I read an interesting story in a book by Cathy Davidson. She was teaching at a women’s high school, and she planned a lesson on gender differences in mathematical ability. Why do men achieve more? Why do men, overall, appear to understand mathematics better?
She started teaching the lesson, but her students just laughed at her. Davidson was confused, but eventually the students explained that virtually all of them helped their brothers with math.
It turns out that pre-1860, it was considered vulgar for samurai and other high-class Japanese men to handle money or business transactions. Indeed, traditional Japanese male clothing lacks pockets.
Apologies for my earlier post — I shouldn’t write comments late at night…
A PNAS paper on structural issues was all over the scientific blogo-twitto-sphere today and I thought it could be interesting to add to the discussion.
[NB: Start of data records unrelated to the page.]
PR #21048, opened 2026-06-02
Asana - bug fixes

### LINKED ISSUE #21033: Asana — search-projects times out on workspace-scale data
Asana

https://developers.asana.com/reference/getprojects
https://developers.asana.com/docs/pagination

## Problem

Read actions in the Asana component handle pagination inconsistently, and most don't paginate at all:

- 6 actions make a single API call and return whatever comes back, with no `limit` / `offset` / `next_page` handling: `search-projects`, `search-tasks`, `search-tasks-premium`, `search-user-projects`, `search-sections`, `get-tasks-from-task-list`. Large workspaces return a "query too large" error or a silently truncated result.
- 3 actions expose `offset` / `limit` props but return one page only, with no signal to the agent that more pages exist: `list-teams`, `list-users`, `list-workspaces`.
- 1 action paginates correctly: `list-task-stories` (loops on `next_page.offset` with a `maxResults` guard, default 100).

A separate bug was found. Both `search-user-projects` (line ~47) and `getOrganizations` in `asana.app.mjs` (line ~386) pass an `async` callback to `Array.prototype.filter`. `Array.filter` doesn't wait for async results, so every item passes through regardless of the actual condition.

- `search-user-projects` returns all projects in the workspace, ignoring user membership.
- `getOrganizations` returns all workspaces, ignoring `is_organization`.

## What's needed

1. Apply the `list-task-stories` auto-paginate pattern to the 6 actions with no pagination. Loop on `next_page.offset`, respect a `maxResults` prop (default 100, configurable).
2. For `list-teams`, `list-users`, and `list-workspaces`, return a `truncated: true` flag and the next-page offset in the response when more pages exist, so the agent knows to ask for more.
3. Fix the async-filter bug in `search-user-projects` and `getOrganizations`. Use `Promise.all` + a sync filter, or await lookups serially.

## Notes

- Asana's pagination uses `offset` / `limit` with a max of 100 per page.
- `list-task-stories` is the working template: `do/while` loop, `next_page.offset` cursor, `maxResults` guard.
- Pair this fix with the analytical-reads feature work in #21032.

***[AI-14823]***

michelle0927:
Resolves #21033 

## Summary by CodeRabbit

* **New Features**
  * Added maxResults controls, improved pagination across searches and list actions, and clearer summaries; task-list retrieval now targets the user's personal My Tasks inbox.

* **Bug Fixes**
  * More reliable workspace/organization detection and streamlined workspace/team/user lookup guidance.

* **Chores**
  * Version bumps across Asana actions, sources, and the Asana component; updated prop descriptions and help text.


components/asana/actions/search-projects/search-projects.mjs
```diff
@@ -21,7 +21,7 @@ export default {
     },
     workspace: {
       label: "Workspace",
-      description: "The workspace or organization to filter projects on.",
+      description: "The workspace or organization to filter projects on. Use the **List Workspaces** action to find available workspace GIDs.",
       type: "string",
       optional: true,
```
ashwins01: looks like Asana expects a workspace when making a paginated call, since we now default to a paginated call, getting an error when a request for search-projects is made without workspace.
```
    {
      "ts": 1780656069258,
      "k": "error",
      "err": {
        "message": "{\"errors\":[{\"message\":\"Need to specify a workspace to paginate!\",\"help\":\"For more information on API status codes and how to handle them, read the docs on errors: https://developers.asana.com/docs/errors\"}]}",
        "name": "AxiosError - Request failed with status code 400",
        "isAxiosError": true,
        "code": "ERR_BAD_REQUEST",
```

components/asana/asana.app.mjs
ashwins01, line 390: Adding a query-param `?opt_fields=is_organization` will remove the need to fetch each of the workspaces returned by this endpoint below to see whether the `is_organization` value is `true` for the workspace or not. Reduces our N+1 workspace fetch to N
doc ref: https://developers.asana.com/reference/getworkspaces

components/asana/asana.app.mjs
```diff
@@ -383,13 +390,17 @@ export default {
...
+        workspaces.map(async (workspace) => {
+          const { data } = await this.getWorkspace({
+            workspaceId: workspace.gid,
+          });
+          return data?.is_organization
+            ? workspace
+            : null;
+        }),
+      );
+      return results.filter(Boolean);
```
ashwins01: Adding a query-param `?opt_fields=is_organization` in the above `getWorkspaces` call will remove the need to fetch each of the workspaces to check whether the `is_organization` value is `true` for the workspace or not. Reduces our N+1 workspace fetch to N
doc ref: https://developers.asana.com/reference/getworkspaces

ashwins01 (changes requested):
A couple of changes which we can address to optimise the overall implementation.
Can we add a `min` & `max` to `maxResults` across actions since Asana states they support limits of only `1` to `100` ?

components/asana/actions/search-user-projects/search-user-projects.mjs
```diff
@@ -35,28 +34,58 @@ export default {
...
-    });
+      hasMore = next;
+      params.offset = next?.offset;
 
-    $.export("$summary", "Successfully retrieved projects of user");
+      if (data.length === 0) break;
+
+      const membership = await Promise.all(
+        data.map(async (project) => {
+          const { data: detail } = await this.asana.getProject({
```
ashwins01: This might hit Asana's concurrency rate-limit if user has set `maxResults` to more than 50 and the `getProject` calls are fired simultaneously. Asana seems to have a max cap of 50 concurrent requests for `GET` api's, ref: https://developers.asana.com/docs/rate-limits#concurrent-request-limits

Does the pipedream-axios package internally trigger retries for 429's ? or should we chunk these so as to not hit the concurrency limits ?

components/asana/asana.app.mjs
```diff
@@ -272,6 +272,15 @@ export default {
         };
       },
     },
+    maxResults: {
+      type: "integer",
+      label: "Max Results",
+      description: "The maximum number of results to return",
+      default: 100,
+      min: 1,
+      max: 100,
```
ashwins01: Contrary to my previous comment, should we decouple `maxResults` and `limit` of each paginate call ? By keeping `max` for `maxResults` somewhere in the thousands say 9999 so it'll be the total number of results returned post auto-pagination and `limit` for each paginated api call will always be 100 (the upper-range in Asana) ?

ashwins01 (approved):
Looks great, moving to QA!

mariano-pd (approved):
QA testing successful!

It seems that the biggest problem isn’t personal but structural bias preventing women from combining their personal choices with an academic career.
I would like to point out that no one has attempted to answer Jordan’s original specific questions regarding anthropology and religion.
Anthropology has always loosely been subdivided into archaeology and cultural anthropology, two very different activities. (And, I just noticed, there is now a third subfield: biological archaeology.) None of the above referenced data makes this breakdown. I would like to see if there are significant gender differences between the three subfields. Without breaking down the three very different subfields, and providing absolute numbers in addition to percentages, the data regarding anthropology is more tantalizing than informative.
And I can only speculate on the low percentage of women in religion. Could it have anything to do with the female aversive but “child friendly” scandal plagued Catholic Church (I have much stronger inflammatory words that I don’t have to mention) and the general exclusion of women in many of the world’s religions? I understand that years ago there was a big scandal when it was discovered that the computer of someone high in the Harvard Divinity School (was it the dean?) was chock full of pornography. Is there some endemic problem with these folks?
Many males I know are turned off by classical (i.e symbolic) anthropology, apparently because they don’t seem to view the profession as one of status and importance.They are not as turned off by religious studies, because many famous authoritive males have published about religion, usually from an atheist perspective “explaining” religion using cognitive/neuro sciences. That area of discourse is full of hot debate and followed intensely by lay people (ted talks and all that), whereas cultural anthropology rarely if ever does anything that reaches the news.
But there are naturalistic approaches to anthropology and culture, these however often go by some other name (evo pcych of culture, sociobiology, behavioral ecology etc). This might explain the stats above; the binnig is done badly. It would be better to analyze a sample of PhD’s from various fields and give them a “mathliness” score for example, if one were interested in whether gender correlates with that.
I’m fairly sure it’s just that men are attracted by prestige and risky competition that women.